** TASK INPUTS follows **
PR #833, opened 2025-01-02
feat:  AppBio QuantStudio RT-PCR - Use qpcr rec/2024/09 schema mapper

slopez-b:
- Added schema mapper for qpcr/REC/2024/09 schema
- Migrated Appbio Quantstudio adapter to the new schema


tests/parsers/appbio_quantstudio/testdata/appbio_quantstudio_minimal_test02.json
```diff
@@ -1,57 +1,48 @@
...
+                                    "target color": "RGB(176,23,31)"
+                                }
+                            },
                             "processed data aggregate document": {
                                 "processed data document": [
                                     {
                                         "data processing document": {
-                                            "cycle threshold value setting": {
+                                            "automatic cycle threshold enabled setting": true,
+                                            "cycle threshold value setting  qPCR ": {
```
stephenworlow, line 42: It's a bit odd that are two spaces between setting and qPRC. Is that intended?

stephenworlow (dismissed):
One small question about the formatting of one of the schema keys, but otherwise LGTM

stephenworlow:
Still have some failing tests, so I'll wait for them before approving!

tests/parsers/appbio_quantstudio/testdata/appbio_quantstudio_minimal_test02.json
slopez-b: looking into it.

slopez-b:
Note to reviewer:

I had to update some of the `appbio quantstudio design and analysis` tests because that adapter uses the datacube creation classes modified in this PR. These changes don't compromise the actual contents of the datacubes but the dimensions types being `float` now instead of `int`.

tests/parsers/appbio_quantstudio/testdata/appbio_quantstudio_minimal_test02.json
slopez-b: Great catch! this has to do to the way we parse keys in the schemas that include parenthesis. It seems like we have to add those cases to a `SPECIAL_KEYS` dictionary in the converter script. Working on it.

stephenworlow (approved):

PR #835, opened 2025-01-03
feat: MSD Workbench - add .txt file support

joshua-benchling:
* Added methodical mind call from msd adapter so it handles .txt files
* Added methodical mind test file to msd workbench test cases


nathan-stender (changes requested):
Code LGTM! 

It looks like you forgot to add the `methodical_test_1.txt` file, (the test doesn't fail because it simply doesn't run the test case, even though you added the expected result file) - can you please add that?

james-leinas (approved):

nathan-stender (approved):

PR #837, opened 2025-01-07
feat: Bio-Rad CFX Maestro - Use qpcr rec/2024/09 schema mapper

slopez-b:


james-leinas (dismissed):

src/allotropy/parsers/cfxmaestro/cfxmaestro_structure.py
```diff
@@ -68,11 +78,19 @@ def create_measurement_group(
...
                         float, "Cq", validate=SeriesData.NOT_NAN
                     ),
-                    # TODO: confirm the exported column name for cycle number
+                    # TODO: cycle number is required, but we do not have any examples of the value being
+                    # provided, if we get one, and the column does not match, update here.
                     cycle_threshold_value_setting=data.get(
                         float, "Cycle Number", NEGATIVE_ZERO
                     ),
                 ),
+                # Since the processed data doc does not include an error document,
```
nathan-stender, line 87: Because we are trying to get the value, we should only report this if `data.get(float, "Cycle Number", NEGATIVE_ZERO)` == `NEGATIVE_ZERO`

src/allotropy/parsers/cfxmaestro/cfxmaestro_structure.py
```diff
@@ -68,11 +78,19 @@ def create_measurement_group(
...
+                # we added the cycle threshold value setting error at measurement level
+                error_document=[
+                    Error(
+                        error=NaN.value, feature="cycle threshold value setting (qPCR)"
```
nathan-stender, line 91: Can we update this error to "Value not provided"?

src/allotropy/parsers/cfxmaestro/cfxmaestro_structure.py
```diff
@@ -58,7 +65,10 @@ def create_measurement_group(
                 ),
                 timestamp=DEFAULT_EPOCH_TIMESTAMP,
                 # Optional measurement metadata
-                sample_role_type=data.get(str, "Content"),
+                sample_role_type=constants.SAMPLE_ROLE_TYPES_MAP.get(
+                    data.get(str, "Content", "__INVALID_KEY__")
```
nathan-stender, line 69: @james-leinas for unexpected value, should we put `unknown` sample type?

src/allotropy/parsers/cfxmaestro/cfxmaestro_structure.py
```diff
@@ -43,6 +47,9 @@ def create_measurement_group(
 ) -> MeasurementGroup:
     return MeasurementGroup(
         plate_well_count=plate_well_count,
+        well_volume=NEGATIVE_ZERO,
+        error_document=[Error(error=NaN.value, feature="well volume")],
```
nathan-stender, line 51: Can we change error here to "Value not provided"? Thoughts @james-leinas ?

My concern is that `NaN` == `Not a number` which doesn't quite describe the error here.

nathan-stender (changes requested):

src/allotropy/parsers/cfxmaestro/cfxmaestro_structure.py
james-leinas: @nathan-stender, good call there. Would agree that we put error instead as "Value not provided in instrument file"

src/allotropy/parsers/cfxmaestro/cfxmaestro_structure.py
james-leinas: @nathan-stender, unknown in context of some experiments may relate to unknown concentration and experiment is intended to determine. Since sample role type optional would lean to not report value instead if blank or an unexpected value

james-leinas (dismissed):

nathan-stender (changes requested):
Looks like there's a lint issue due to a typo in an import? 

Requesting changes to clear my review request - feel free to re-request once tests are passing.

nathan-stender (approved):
** End of TASK INPUTS **
** TASK INPUTS follows **
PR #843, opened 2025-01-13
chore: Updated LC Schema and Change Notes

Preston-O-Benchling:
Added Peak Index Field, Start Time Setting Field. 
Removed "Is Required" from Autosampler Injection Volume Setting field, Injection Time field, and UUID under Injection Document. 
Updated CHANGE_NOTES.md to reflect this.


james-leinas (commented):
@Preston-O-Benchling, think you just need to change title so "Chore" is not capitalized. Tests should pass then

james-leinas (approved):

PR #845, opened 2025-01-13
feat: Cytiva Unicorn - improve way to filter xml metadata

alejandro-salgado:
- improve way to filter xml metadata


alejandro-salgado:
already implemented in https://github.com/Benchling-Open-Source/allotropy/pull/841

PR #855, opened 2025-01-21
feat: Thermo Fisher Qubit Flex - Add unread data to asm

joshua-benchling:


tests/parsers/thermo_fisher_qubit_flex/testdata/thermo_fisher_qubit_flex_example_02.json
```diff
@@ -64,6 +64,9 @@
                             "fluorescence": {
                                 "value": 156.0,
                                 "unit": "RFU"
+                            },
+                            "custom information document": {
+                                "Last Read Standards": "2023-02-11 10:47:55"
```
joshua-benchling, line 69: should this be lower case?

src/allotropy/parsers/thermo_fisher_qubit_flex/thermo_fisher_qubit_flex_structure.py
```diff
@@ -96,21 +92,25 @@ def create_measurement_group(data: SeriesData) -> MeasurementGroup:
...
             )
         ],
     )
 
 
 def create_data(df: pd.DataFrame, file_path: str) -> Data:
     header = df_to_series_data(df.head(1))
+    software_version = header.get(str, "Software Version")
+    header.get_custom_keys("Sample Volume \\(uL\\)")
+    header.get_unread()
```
** End of TASK INPUTS **
▸ **EXERCISE BRIEF**
Looking at the listing above, which lines hold "MeasurementGroup"? Copy every such line.

▸ **FINISHED EXERCISE**
 ) -> MeasurementGroup:
     return MeasurementGroup(
@@ -96,21 +92,25 @@ def create_measurement_group(data: SeriesData) -> MeasurementGroup:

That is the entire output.